## Exercise description
What lines of the data below hold the string "from"? Copy each one out.

━━━━━━━━━━━━━━━━

PR #173, opened 2018-09-17
Increase retries for Xcode 10 sim starting

imurchie:
New sims on Xcode 10 take a while.

Also add Xcode 10 to the Travis build.

### DIFF
--- a/lib/simulator-xcode-6.js
+++ b/lib/simulator-xcode-6.js
@@ -569,13 +569,17 @@ class SimulatorXcode6 extends EventEmitter {
     // locally, 7.1 averages 8.5 retries (from 6 - 12)
     //          8 averages 0.6 retries (from 0 - 2)
     //          9 averages 14 retries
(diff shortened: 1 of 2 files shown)


lib/simulator-xcode-6.js
```diff
@@ -569,13 +569,17 @@ class SimulatorXcode6 extends EventEmitter {
...
+    try {
+      await retryInterval(60, 250, async () => {
+        if (await this.isFresh()) {
+          let msg = 'Simulator files not fully created. Waiting a bit';
+          log.debug(msg);
+          throw new Error(msg);
+        }
+      });
+    } catch (err) {
+      log.warn(`Timeout waiting for simulator files to be created. Continuing`);
```
jlipps: it's possible that it could work even if we hit the timeout?

imurchie: Yes. That's why I added the catch and log. Previously there was an unhandled promise rejection.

━━━━━━━━━━━━━━━━

## The completed task
     // locally, 7.1 averages 8.5 retries (from 6 - 12)
     //          8 averages 0.6 retries (from 0 - 2)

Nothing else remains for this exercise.